06 March 2020
I always feel reflective on International Women’s day. It’s a big day, it’s one week after my late mother’s birthday and a couple of weeks before Mother’s Day. All of these things feel connected. I find myself thinking about what I have done and what I have left undone to support the cause of women, my own experiences along the way and the leadership I provide to those I work with.
Earlier in my career I remember sitting in a room full of managers at all levels of a large voluntary organisation. I loved the organisation, was really excited to be part of it and I was baffled about something. Probably 80% of the people in the room were women. But only about 20% of the senior management. What had happened there?
I know now some of the answers – the impact of unequal childcare arrangements, women feeling they’ve got to be 100% ready for a bigger job, even adverts that describe the post holder as ‘he’. I wish I had voiced the sheer scale of the disparity and asked why we weren’t doing better (perhaps I didn’t because I was worried about being seen as trouble).
Discrimination isn’t easy to voice
How you are perceived can be a real concern. I’ve had experiences at another organisation of being asked to wear more lipstick to events and even throw a shawl around my jacket to ‘soften’ it! I laugh about it now, but it was painful at the time. It wasn’t something I shared with anyone else – apart from one gay colleague who’d experienced the same.
It’s not news that people are advantaged or disadvantaged for who they are. But I still don’t laugh at finding out in one organisation that I was paid less than a male colleague despite doing a bigger job. And I wouldn’t have found out if I hadn’t been sent his salary details when I was asked to manage him…

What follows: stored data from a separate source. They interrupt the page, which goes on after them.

PR #2038, opened 2018-04-02
fixed php 7.2  Warning: count(): Parameter must be an array or an obj…

firma:
…ect that implements Countable

fixed php 7.2 ,Warning: count(): Parameter must be an array or an object that implements Countable

PR #2065, opened 2018-04-23
CurlFactory.php line 66 - handles array is null - throwing an error -…

gmize:
… testing for this fixed issue ( Laravel 5.6 / php 7.2.3-1 / Ubuntu / MailGun )

"guzzlehttp/guzzle": "~5.3|6.0",

Will this work for all or will is mask a deeper issue?


sagikazarmark:
Something really weird is going on here, that property should not be null IMO.

sagikazarmark:
BTW this is a duplicate of #2038

PR #2075, opened 2018-05-20
add ext-curl as dependency

PeterTheOne:


gmponos:
I don't think that it should be required to have cURL in order to install guzzle since it chooses the handler according to [this](https://github.com/guzzle/guzzle/blob/master/src/functions.php#L103) function and it can be a different handler from CurlHandler.

Furthermore you can create your own custom handler that will not use cURL.

GrahamCampbell:
Curl shouldn't be a dependency, as it's not required to use Guzzle. It's only requried to use the cURL adaper.

sagikazarmark:
I don't have anything to add.

PR #2378, opened 2019-10-23
Decouple from the UriInterface implementation

alexeyshockov:
A small change to make Guzzle and the current `UriInterface` implementation from `psr7` package decoupled. The main goal currently is to be able to change the implementation (see guzzle/psr7#296) without any changes in `guzzle` main package itself.


Nyholm:
Im not sure what the win is..
Let's what for https://github.com/guzzle/psr7/pull/296.

Tobion:
Closing as I don't see what this brings. And https://github.com/guzzle/psr7/pull/296 is closed anyway

PR #2383, opened 2019-10-23
Do not fail on BC break failure

Nyholm:
This adds an extra entrypoint file that suppresses our two BC breaks.


Nyholm:
Thank you for the review

PR #2385, opened 2019-10-23
Some automated CS fixes

Nyholm:
They are all safe ;)

### DIFF
--- a/.php_cs
+++ b/.php_cs
@@ -7,13 +7,14 @@ $config = PhpCsFixer\Config::create()
         'array_syntax' => ['syntax' => 'short'],
         'declare_strict_types' => false,
         'concat_space' => ['spacing'=>'one'],
-        // 'ordered_imports' => true,
+        'ordered_imports' => true,
         // 'phpdoc_align' => ['align'=>'vertical'],
         // 'native_function_invocation' => true,
     ])
     ->setFinder(
         PhpCsFixer\Finder::create()
             ->in(__DIR__.'/src')
+            ->in(__DIR__.'/tests')
             ->name('*.php')
     )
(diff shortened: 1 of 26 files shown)


.php_cs
```diff
@@ -7,13 +7,14 @@ $config = PhpCsFixer\Config::create()
         'array_syntax' => ['syntax' => 'short'],
         'declare_strict_types' => false,
         'concat_space' => ['spacing'=>'one'],
-        // 'ordered_imports' => true,
+        'ordered_imports' => true,
```
Nyholm: This is just because we want it to look good

.php_cs
```diff
@@ -7,13 +7,14 @@ $config = PhpCsFixer\Config::create()
...
         // 'phpdoc_align' => ['align'=>'vertical'],
-        // 'native_function_invocation' => true,
+        'native_function_invocation' => true,
```
Nyholm: This is actually a security issue

.php_cs
```diff
@@ -7,13 +7,14 @@ $config = PhpCsFixer\Config::create()
...
     ])
     ->setFinder(
         PhpCsFixer\Finder::create()
             ->in(__DIR__.'/src')
+            ->in(__DIR__.'/tests')
```
Nyholm: This should be enabled because we do care about tests too

Nyholm:
I could not use native function calls because we are actually overwriting `curl_multi_setopt` and `curl_setopt_array` in our tests

sagikazarmark:
> They are all safe ;)

Promise? 😄

Nyholm:
Promise!

PR #2387, opened 2019-10-23
Use PHPStan baseline

Nyholm:
Follow up from @simPod and @Ocramius comments here:  https://github.com/guzzle/guzzle/pull/2375#discussion_r338275795

This will help use write less bugs in the future.

### DIFF
--- a/phpstan.neon.dist
+++ b/phpstan.neon.dist
@@ -2,6 +2,6 @@ includes:
     - phpstan-baseline.neon
 
 parameters:
-    level: 7
+    level: max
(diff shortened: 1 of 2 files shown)


phpstan.neon.dist
```diff
@@ -1,9 +1,7 @@
+includes:
+    - phpstan-baseline.neon
+
 parameters:
-    level: 1
+    level: 7
```
Ocramius: I think PHPStan has level 8 too now?

PR #2392, opened 2019-10-26
Fixed branch alias

GrahamCampbell:


Nyholm:
Thank you.
It should be 6.5 right? That is the next release

PR #2393, opened 2019-10-27
Cover case where curl_multi_select return 0

### LINKED ISSUE #2390: curl_multi_select can return immediately ignoring timeout, with result 0 and error code 0
**Guzzle version(s) affected**: unknown

**Description**  
The implementation of curl_multi_select changed in PHP 7.1.23/7.2.11 - It uses curl_multi_wait instead of curl_multi_select. See https://bugs.php.net/bug.php?id=76480

When this happens, requests will typically succeed, but spike to 100% cpu while waiting for requests to complete (because nothing is sleeping, not even curl_multi_select)

- It might be possible that some settings in Guzzle prevent this, but unlikely.
- This issue being filed may be related to issues reported after 2018-09

**How to reproduce**  
This may only affect php >= 7.1.23 and curl >= 7.28.0. Use getAsync methods, where one endpoint takes a long time to respond (and another has a connect timeout). You may have to run this test repeatedly and log the number of times curl_multi_exec gets called.

**Possible Solution**  
Call usleep(250 microseconds - microseconds elapsed since previous call to curl_multi_select ended) if curl_multi_select returns <= 0? A proposed fix to a different library is https://github.com/rmccue/Requests/pull/284 - The symptoms seen prior to this is https://gist.github.com/TysonAndre/46a6829d9d8de00e50226890a6a9a63f (both curl_multi_select and curl_multi_exec return 0 but many times don't respect the configured timeout of 50 milliseconds)

- It already sleeps for a return value of -1.

**Additional context**  
I observed that repeatedly calling curl_multi_select and curl_multi_exec 

The guzzle implementation using curl_multi_select without handling a return value of 0 is:

https://github.com/guzzle/guzzle/blob/8f10d0e/src/Handler/CurlMultiHandler.php#L117-L130

Nyholm:
This will fix #2390

FYI @TysonAndre

### DIFF
--- a/src/Handler/CurlMultiHandler.php
+++ b/src/Handler/CurlMultiHandler.php
@@ -117,12 +117,15 @@ class CurlMultiHandler
         // Step through the task queue which may add additional requests.
         P\queue()->run();
 
-        if ($this->active &&
-            curl_multi_select($this->_mh, $this->selectTimeout) === -1
-        ) {
-            // Perform a usleep if a select returns -1.
-            // See: https://bugs.php.net/bug.php?id=61141
-            usleep(250);
+        if ($this->active) {
+            $fd = curl_multi_select($this->_mh, $this->selectTimeout);
+            if ($fd === -1 || $fd === 0) {
+                // Perform a usleep if a select returns -1.
+                // See: https://bugs.php.net/bug.php?id=61141
+                // Select will return 0 instead of -1 since PHP 7.1.23 and 7.2.11
+                // See: https://bugs.php.net/bug.php?id=76480
+                usleep(250);
+            }
         }
 
         while (curl_multi_exec($this->_mh, $this->active) === CURLM_CALL_MULTI_PERFORM);


src/Handler/CurlMultiHandler.php
```diff
@@ -117,12 +117,15 @@ public function tick()
...
         P\queue()->run();
 
-        if ($this->active &&
-            curl_multi_select($this->_mh, $this->selectTimeout) === -1
-        ) {
-            // Perform a usleep if a select returns -1.
-            // See: https://bugs.php.net/bug.php?id=61141
-            usleep(250);
+        if ($this->active) {
+            $fd = curl_multi_select($this->_mh, $this->selectTimeout);
```
TysonAndre: I'd rather have this patch ensure that this block of code sleeps for at least 250 microseconds, instead of sleeping for an additional 250 microseconds.

Before, it'd sleep for 1.000 seconds in the case that curl_multi_select normally handled no activity (and didn't unexpectedly exit earlier). After this, it'd sleep 1.00025 seconds.

- If a request took exactly  1.00010 seconds, it'd sleep unnecessarily for an extra 150 microseconds

```php
            $select_start = microtime(true);
            $fd = curl_multi_select($this->_mh, $this->selectTimeout);
            $elapsed_milliseconds = (microtime(true) - $select_start) * 1000000;
            if ($fd === -1 || $fd === 0) {
                // Perform a usleep if a select returns -1.
                // See: https://bugs.php.net/bug.php?id=61141
                // Select will return 0 instead of -1 for newer libcurl versions since PHP 7.1.23 and 7.2.11
                // See: https://bugs.php.net/bug.php?id=76480
                $sleep_time = 250 - $elapsed_milliseconds;
                if ($sleep_time >= 1) {
                    usleep($sleep_time);
                }
            }
```

TysonAndre:
Any thoughts on my suggestion?

GrahamCampbell:
Ping @Nyholm. :)

PR #2401, opened 2019-11-15
Automated native_function_invocation fixes

draco2003:
Reproduce with:
php php-cs-fixer --rules=native_function_invocation fix src --allow-risky=yes
(php-cs-fixer from : https://cs.symfony.com/)

Details:
https://veewee.github.io/blog/optimizing-php-performance-by-fq-function-calls/

### DIFF
--- a/.php_cs
+++ b/.php_cs
@@ -10,7 +10,7 @@ $config = PhpCsFixer\Config::create()
         'php_unit_test_case_static_method_calls' => ['call_type' => 'self'],
         'ordered_imports' => true,
         // 'phpdoc_align' => ['align'=>'vertical'],
-        // 'native_function_invocation' => true,
+        'native_function_invocation' => true,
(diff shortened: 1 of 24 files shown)


Nyholm:
I agree with this change. But we cannot do it since the tests rely on overwriting some custom functions.

gmponos:
How about using the `compiler_optimized` option?

https://mlocati.github.io/php-cs-fixer-configurator/#version:2.16|fixer:native_function_invocation

gmponos:
Not sure about this but I think namespacing every function has a misbenefit.. symfony is also using the compiler optimized... if I understood correctly this ruleset: https://github.com/FriendsOfPHP/PHP-CS-Fixer/blob/2.16/src/RuleSet.php#L195

Nyholm:
Fixed in #2444

PR #2402, opened 2019-11-18
Prevent trying to autoload Throwable

kronthto:
PR for comment in https://github.com/guzzle/guzzle/pull/2273#discussion_r346277358 .

It will prevent `interface_exists` from attempting to autoload the SPL interface, which is bound to fail.

With an autoloader implementation that doesn't properly handle not finding a class it *can* cause warnings (had this issue with the Magento1 autoloader).

The only risk I can think of is very abstract, as I don't think it's common that PHP5 environments would provide a polyfill for `\Throwable` in autoloaded code.

I didn't figure out how to write a relevant test for this change.

### DIFF
--- a/src/Exception/GuzzleException.php
+++ b/src/Exception/GuzzleException.php
@@ -3,7 +3,7 @@ namespace GuzzleHttp\Exception;
 
 use Throwable;
 
-if (interface_exists(Throwable::class)) {
+if (interface_exists(Throwable::class, false)) {
     interface GuzzleException extends Throwable
     {
     }


GrahamCampbell:
Hmmm. I'd say the autoloader should not be crashing the application like that. Warning for classes that don't exist is silly because testing if a class exists is so common.

riccardomessineo:
This is exactly the PR I was going to submit. Had the same issue with Yii.

sagikazarmark:
> The only risk I can think of is very abstract, as I don't think it's common that PHP5 environments would provide a polyfill for `\Throwable` in autoloaded code.

Are there any references supporting that claim? I'm not saying it's wrong, but I can't say from the top of my head that they don't.

kronthto:
`symfony/polyfill-php70` for one doesn't do it, the [`\Error` stub](https://github.com/symfony/polyfill-php70/blob/master/Resources/stubs/Error.php) extends `\Exception` and they don't provide a `\Throwable`.

That's of course not proving some don't.

sagikazarmark:
After thinking this through, I agree with @GrahamCampbell, an autoloader should not fail when a class does not exist.

My primary concern is breaking polyfills that do provide a `Throwable` stub.

An easy fix is providing a stub in an environment where the autoloader can't handle the situation, but I think it should be an edge case.

Nyholm:
According to the [PSR4 autoloader specification](https://www.php-fig.org/psr/psr-4/)

> 4. Autoloader implementations MUST NOT throw exceptions, MUST NOT raise errors of any level, and SHOULD NOT return a value.

I know it sucks that Magento decided to build an autoloader that does not comply with PSR-4. However, I know that newer versions of Magento will fix this issue. =)

I will close this issue since it is not related to Guzzle. Mark also provided a workaround.

PR #2405, opened 2019-11-19
Added additional check in withCookieHeader.

Miljan9602:
Added check for Host header. If check does not match domain from uri, cookie will not be added.

### DIFF
--- a/composer.json
+++ b/composer.json
@@ -1,5 +1,5 @@
 {
-    "name": "guzzlehttp/guzzle",
+    "name": "Miljan9602/guzzle",
     "type": "library",
     "description": "Guzzle is a PHP HTTP client library",
     "keywords": [
--- a/composer.json
+++ b/composer.json
@@ -1,5 +1,5 @@
 {
-    "name": "Miljan9602/guzzle",
+    "name": "miljan9602/guzzle",
     "type": "library",
     "description": "Guzzle is a PHP HTTP client library",
     "keywords": [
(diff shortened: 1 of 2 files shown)


composer.json
```diff
@@ -1,5 +1,5 @@
 {
-    "name": "guzzlehttp/guzzle",
+    "name": "miljan9602/guzzle",
```
Nyholm: Oh, please dont rename the package =)

nemanjan00:
We have no idea how exacly we would test for something like this. 

Problem happens when we want to send request to different reverse proxy, on purpose. 

We change address to `http://reverseproxyaddress/` and add header `Host: originalolaction` and, cookies for `reverseproxyaddress` are used, instead of those for `originallocation`

GrahamCampbell:
I don't understand the use case here. Why would a cookie for a different domain be added?

nemanjan00:
In some test cases, we want to pick specific reverse rpoxy instance. 

If we specify that reverse proxy in host, we need to specify Domain header, so reverse proxy knows what domain we are requesting, and, we also want to use cookies for that domain.

Nyholm:
Friendly ping

GrahamCampbell:
This is also missing tests.,

src/Cookie/CookieJar.php
```diff
@@ -279,10 +279,15 @@ public function withCookieHeader(RequestInterface $request)
         $scheme = $uri->getScheme();
         $host = $uri->getHost();
         $path = $uri->getPath() ?: '/';
+        $headerHost = null;
+
+        if (sizeof($request->getHeader('Host')) > 0) {
```
GrahamCampbell, line 284: When can there be no Host header?

GrahamCampbell (changes requested):

PR #2412, opened 2019-12-01
Update .gitattributes

reedy:


.gitattributes
```diff
@@ -1,10 +1,12 @@
...
-.gitattributes    export-ignore
-/.github/         export-ignore
-.gitignore        export-ignore
-/.travis.yml      export-ignore
-/build/           export-ignore
-/docs/            export-ignore
-/Makefile         export-ignore
-/phpunit.xml.dist export-ignore
-/tests/           export-ignore
+/.editorconfig         export-ignore
```
sagikazarmark: Some files, like editorconfig and gitignore were ignored from the entire tree, not just the root on purpose

reedy: None of the files exist in any subdirectory though

PR #2421, opened 2019-12-07
Implement PSR-18

Nyholm:
I drop old PHP versions. Update PHPUnit and Implement PSR-18

This will replace #2122

### DIFF
--- a/.travis.yml
+++ b/.travis.yml
@@ -2,35 +2,31 @@ language: php
 
 sudo: false
 
+env:
+  COMPOSER_FLAGS="--no-interaction --prefer-source --dev"
+
 php:
-  - 5.6
-  - 7.0
-  - 7.1
   - 7.2
   - 7.3
   - 7.4snapshot
-  - nightly
 
 before_script:
   - curl --version
-  - composer install --no-interaction --prefer-source --dev
+  - composer install $COMPOSER_FLAGS
   - ~/.nvm/nvm.sh install v0.6.14
   - ~/.nvm/nvm.sh run v0.6.14
-  - if [[ "$TRAVIS_PHP_VERSION" != "7.0" || "$TRAVIS_PHP_VERSION" != "7.1" ]]; then echo "xdebug.overload_var_dump = 1" >> ~/.phpenv/versions/$(phpenv version-name)/etc/php.ini || true; fi
+  - echo "xdebug.overload_var_dump = 1" >> ~/.phpenv/versions/$(phpenv version-name)/etc/php.ini || true
 
 script: make test
 
 matrix:
-  allow_failures:
-    - php: hhvm
-      dist: trusty
-    - php: nightly
-  include:
-    - php: 5.5
-      dist: trusty
-    - php: hhvm
-      dist: trusty
   fast_finish: true
+  allow_failures:
+    - php: nightly
+      env: COMPOSER_FLAGS="--no-interaction --prefer-source --dev --ignore-platform-reqs"
+  include:
+    - php: nightly
+      env: COMPOSER_FLAGS="--no-interaction --prefer-source --dev --ignore-platform-reqs"
 
 before_deploy:
   - make package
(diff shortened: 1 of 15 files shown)


gmponos:
Is this PR only for PSR-18.. ? For instance there is one more deprecation on one exception... We will do the separately after 6.5 tag?

.travis.yml
```diff
@@ -2,35 +2,31 @@ language: php
...
+env:
+  COMPOSER_FLAGS="--no-interaction --prefer-source --dev"
+
 php:
-  - 5.6
-  - 7.0
-  - 7.1
   - 7.2
   - 7.3
   - 7.4snapshot
```
gmponos: I think snapshot is not needed anymore? Am I right?

Nyholm: It was needed 4 days ago

Nyholm:
I will release 6.5 and then start working on 7.0. So this will be the first PR I merge after 6.5 is released.

src/Client.php
```diff
@@ -130,6 +131,18 @@ public function send(RequestInterface $request, array $options = [])
         return $this->sendAsync($request, $options)->wait();
     }
 
+    /**
+     * The HttpClient PSR (PSR-18) specify this method.
+     */
+    public function sendRequest(RequestInterface $request): ResponseInterface
```
gmponos: Thinking out loud here.. without having the answer on my head.. 

Should this be final?

.travis.yml
Nyholm: Nice!

Nyholm:
This is just the first PR. 
We should add more integration tests and add PHP7.2 code. But one step at the time

README.md
```diff
@@ -79,12 +79,15 @@ composer update
...
 [guzzle-3-repo]: https://github.com/guzzle/guzzle3
 [guzzle-4-repo]: https://github.com/guzzle/guzzle/tree/4.x
 [guzzle-5-repo]: https://github.com/guzzle/guzzle/tree/5.3
 [guzzle-6-repo]: https://github.com/guzzle/guzzle
+[guzzle-7-repo]: https://github.com/guzzle/guzzle
 [guzzle-3-docs]: http://guzzle3.readthedocs.org
-[guzzle-5-docs]: http://guzzle.readthedocs.org/en/5.3/
-[guzzle-6-docs]: http://guzzle.readthedocs.org/en/latest/
+[guzzle-5-docs]: http://docs.guzzlephp.org//en/5.3/
+[guzzle-6-docs]: http://docs.guzzlephp.org//en/6.5/
```
sagikazarmark:
```suggestion
[guzzle-6-docs]: http://docs.guzzlephp.org//en/6.x/
```

If the branch is  6.x.

src/functions.php
```diff
@@ -133,7 +133,7 @@ function default_user_agent()
     static $defaultAgent = '';
 
     if (!$defaultAgent) {
-        $defaultAgent = 'GuzzleHttp/' . Client::VERSION;
+        $defaultAgent = 'GuzzleHttp/Guzzle';
```
sagikazarmark: Maybe add `7.x` here?

README.md
Nyholm: I created a 6.5 branch already. 

My idea is that Guzzle 7 is a so easy upgrade so there is no reason to add more features to 6.x

src/functions.php
Nyholm: Then we still need to worry about the version. For what benefit?

GrahamCampbell: You could always do the trick php-cs-fixer does to detect its version?

GrahamCampbell: https://github.com/FriendsOfPHP/PHP-CS-Fixer/blob/v2.16.1/src/ToolInfo.php#L61-L72

Nyholm:
Thank you for the reviews.

src/functions.php
Nyholm: That is pretty cool. But Im not sure we want the version at all. 

Anyhow. A followup PR may fix this.

PR #2424, opened 2019-12-08
Add IDN support for redirects also

gmponos:


gmponos:
if the corrent PR is a solution for issue #2424 then we should consider centralizing this logic..

src/RedirectMiddleware.php
```diff
@@ -190,7 +191,41 @@ public function modifyRequest(
...
         }
 
-        $modify['uri'] = $this->redirectUri($request, $response, $protocols);
+        $uri = $this->redirectUri($request, $response, $protocols);
+
+        if ($uri->getHost() && isset($options['idn_conversion']) && ($options['idn_conversion'] !== false)) {
+            $idnOptions = ($options['idn_conversion'] === true) ? IDNA_DEFAULT : $options['idn_conversion'];
+
+            $asciiHost = idn_to_ascii($uri->getHost(), $idnOptions, INTL_IDNA_VARIANT_UTS46, $info);
+            if ($asciiHost === false) {
```
alexeyshockov: What do you think about extracting this logic to a function/helper class? Looks like we have at least 2 places now where it's used, worth extracting.

gmponos: ofc

> if the corrent PR is a solution for issue #2424 then we should consider centralizing this logic..

gmponos:
btw I am targeting 6.5 as a bugfix.

src/functions.php
```diff
@@ -344,3 +346,44 @@ function _current_time()
...
     return function_exists('hrtime') ? hrtime(true) / 1e9 : microtime(true);
 }
+
+
+/**
+ * @param int $options
+ * @return UriInterface
+ * @internal
+ */
+function _idn_uri_convert(UriInterface $uri, $options = IDNA_DEFAULT)
```
alexeyshockov: What do you think about changing `IDNA_DEFAULT` constant to `0` here? I'm think when `intl` is not available it can cause an error...

See roundcube/roundcubemail#6244 for details, also related to #2448.

src/functions.php
```diff
@@ -344,3 +346,44 @@ function _current_time()
...
+{
+    if ($uri->getHost()) {
+        $asciiHost = idn_to_ascii($uri->getHost(), $options, INTL_IDNA_VARIANT_UTS46, $info);
```
alexeyshockov: It make sense to use `$variant = defined('INTL_IDNA_VARIANT_UTS46') ? INTL_IDNA_VARIANT_UTS46 : null;` workaround here, because it seems that the constant is not always available.

src/functions.php
gmponos: Done.

src/functions.php
gmponos: Done.

gmponos:
@alexeyshockov thank you for the review.. can you check again?

src/functions.php
gmponos: Done.

src/functions.php
```diff
@@ -344,3 +346,47 @@ function _current_time()
...
+ *
+ * @return UriInterface
+ *
+ * @internal
+ */
+function _idn_uri_convert(UriInterface $uri, $options = 0)
+{
+    if ($uri->getHost()) {
+        $variant = defined('INTL_IDNA_VARIANT_UTS46') ? INTL_IDNA_VARIANT_UTS46 : 0;
+        $asciiHost = idn_to_ascii($uri->getHost(), $options, $variant, $info);
```
alexeyshockov: Just checked locally, it raises a deprecation error (`idn_to_ascii(): INTL_IDNA_VARIANT_2003 is deprecated`).

The only way is to call the function without the third argument at all, like [here](https://github.com/TYPO3/TYPO3.CMS/commit/3a2b54a1b36b99b525cc04eccf20fd018a24e4a6#diff-cb4f296a39c2f11c2784e0e940745b82R193-R199):
```
$asciiHost = defined('INTL_IDNA_VARIANT_UTS46')
                ? idn_to_ascii($uri->getHost(), $idnOptions, INTL_IDNA_VARIANT_UTS46, $info)
                : idn_to_ascii($uri->getHost(), $idnOptions);
```

gmponos: thanks again..  done..

alexeyshockov: OK, so it's night and too many versions to keep in the head.

It works on my machine, because I have PHP 7.4 with already right defaults.

On 7.3 it raises a warning by default, if you don't specify `INTL_IDNA_VARIANT_UTS46` manually. So there is basically no way to get rid of this deprecation error in PHP 7.2+ if you have an old version of ICU library. Looks like we have to disable `idn_conversion` by default in this case (PHP 7.2+ and `INTL_IDNA_VARIANT_UTS46` not defined).

alexeyshockov: @gmponos, now I think it's better to open a separate PR for this change. Please take a look at #2453.

gmponos: better we avoid the back and forth :)

alexeyshockov: Agree, but now it seems really out of scope here

sagikazarmark:
So, how does this relate to #2454

Should the two be shipped in 6.5.1?

alexeyshockov:
> So, how does this relate to #2454 ?

Initially (when the issue with `INTL_IDNA_VARIANT_UTS46` was discovered) I thought it can be fixed quickly here, in this PR. After additional information from affected devs and some checks I ended up with creating a separate PR for this change.

So the last changes (connected to `INTL_IDNA_VARIANT_UTS46`) should be removed from here. Sorry again for confusion, @gmponos.

> Should the two be shipped in 6.5.1?

Don't see reasons not to do that. Or ship #2454 first and this one after, in `6.5.2`. Whatever works for you.

sagikazarmark:
Thanks @alekseykuleshov !

If @gmponos can make the required changes we can release these fixes together.

gmponos:
I will later today or tomorrow...

gmponos:
@alexeyshockov I merged your changes from 6.5 branch.

Would appreciate if you could re-validate this.

sagikazarmark:
@gmponos Can you please enable the intl extension in GH actions ci.yaml? I just saw that there is a condition for the intl extension being loaded.

gmponos:
done on https://github.com/guzzle/guzzle/pull/2478 since current branch has tests under travis

Issue #2894, opened 2021-05-30
Typo or PHP voodoo magic?


sualko:
Hi everyone. Can someone explain this line?

https://github.com/guzzle/guzzle/blob/de6f1e58e735754b888649495ed4cb9ae3b19589/tests/Cookie/SetCookieTest.php#L377

@SamuelWei @FelixJacobi and I think the `!=` should be a `-`.

SamuelWei:
@GrahamCampbell Any updates on this or your PR?

sualko:
@villfa can you maybe look into this issue?

villfa:
@sualko I'm just a contributor of this project, not a maintainer.

Anyway I have open a PR to this problem #2977

PR #2896, opened 2021-05-31
Fixed typo in SetCookieTest

GrahamCampbell:
Closes https://github.com/guzzle/guzzle/issues/2894.


Nyholm:
Oops. It seams like a few tests depended on this.

GrahamCampbell:
Hmm. These tests seem bad. Unix timestamps are not allowed: https://datatracker.ietf.org/doc/html/rfc7231#section-7.1.1.1.

PR #2897, opened 2021-06-03
Update readme for PHP8 workaround because of phpunit/phpunit not supp

hopocode:
PHP8 doues not work proper becaus of phpunit/phpunit dos nut support it jet. 
guzzle_php8_not_supported

### DIFF
--- a/README.md
+++ b/README.md
@@ -9,17 +9,17 @@
 Guzzle is a PHP HTTP client that makes it easy to send HTTP requests and
 trivial to integrate with web services.
 
-- Simple interface for building query strings, POST requests, streaming large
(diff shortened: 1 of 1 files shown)


GrahamCampbell:
Guzzle's own dev-dependencies don't impact your app's.

hopocode:
It is not about my App. Guzzle has in composer php8+, but it is not running in php8+ because phphunit/phpunit does nut run PHP8

GrahamCampbell:
phpunit does run on PHP 8 and Guzzle doesn't require phpunit. It's in its isolated dev-dependencies.

PR #2904, opened 2021-06-18
Improve the comment regarding `CURLOPT_ENCODING` handling

TimWolla:
While researching how the `decode_content` option is meant to be used and
looking into the Guzzle source code I stumbled over this part of the code,
because it was non-obvious to me that providing an empty string to
`CURLOPT_ENCODING` does not *disable* the decoding, but instead enables *all*
decoders.


Nyholm (approved):
Thank you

It’s precisely because you can feel vulnerable to speak out when you are discriminated against that allies are so important. We’ve been doing active bystander training at London Youth. Equipping people to intervene is an important help. I feel I’ve found a home in this sector because it has always felt more welcoming and embracing of diversity than other sectors. There are things that are wrong and things that need attention. But I think we genuinely strive to improve; even if we need to go further.
I think there is something in that request to wear more lippy we don’t discuss much. It’s about fundraising. Do we sometimes slip as a sector into trying to make ourselves acceptable or even attractive to donors and where should we draw a line? You’re ultimately trying to find a ‘fit’ with someone – and what might that mean for the careers of people who don’t fit the mould of what predominantly white, heterosexual and middle-class wealth looks like? I’ve seen some people get opportunities that I think were on the basis of the organisational image people were trying to project rather than ability.
I haven’t always felt able to challenge things or ask questions and that’s one reason why I’m determined to be open for people and try to make it OK to voice concerns.
It’s something I enjoy about being more established in my career, that I feel able to be more myself at work, not forgetting that others are at a more vulnerable feeling stage. I want to use my position positively. I know that even now when I start a new job, I notice the moment of talking openly about being gay. But if I take that step, I hope it makes it that bit easier for others to bring their whole selves to work more confidently.
I’ve had some significant advantages in my career –a Cambridge degree and a personal role model in my 4’9’’ indomitable mum (see…I’m tall really). I had the lucky break of starting my career when local authorities were spending serious money to provide in-depth training for their youth workers. The environment for my younger colleagues is very different, which is one reason I’m passionate about the training and networks London Youth can offer.
The need for more flexible leadership models
At this point in my career I am still left with that question about the disappearing women in management. I know so many skilled, talented and experienced women who have left roles or taken roles below the level of their experience because of the lack of flexibility. Our leadership models are meant to have evolved. Our business schools teach that the strong, ‘hero’ model of leadership, with one person as the single point of vision and direction is outdated. Dispersed leadership is supposed to be the name of the game.
But as a sector, are we really embracing alternatives? We seem to have a fairly unquestioned assumption that a single point of focus is a pre-requisite for good leadership. Where are the job share leaders? Where are the adverts offering this as a possibility for senior roles? Are any of the recruitment firms generating research about this? Because we don’t yet have this in place, we are pushing talent away. Too many women find themselves conflicted between the roles they want and family and find the only way to resolve it is to step away.
I hope the sector will begin to address this skills loss – it’s bad for women, for the sector and for men too. Male leaders would also benefit from different approaches. But until we find that change, I will be left with the same question I had when I was sitting in that room – where did all the women go?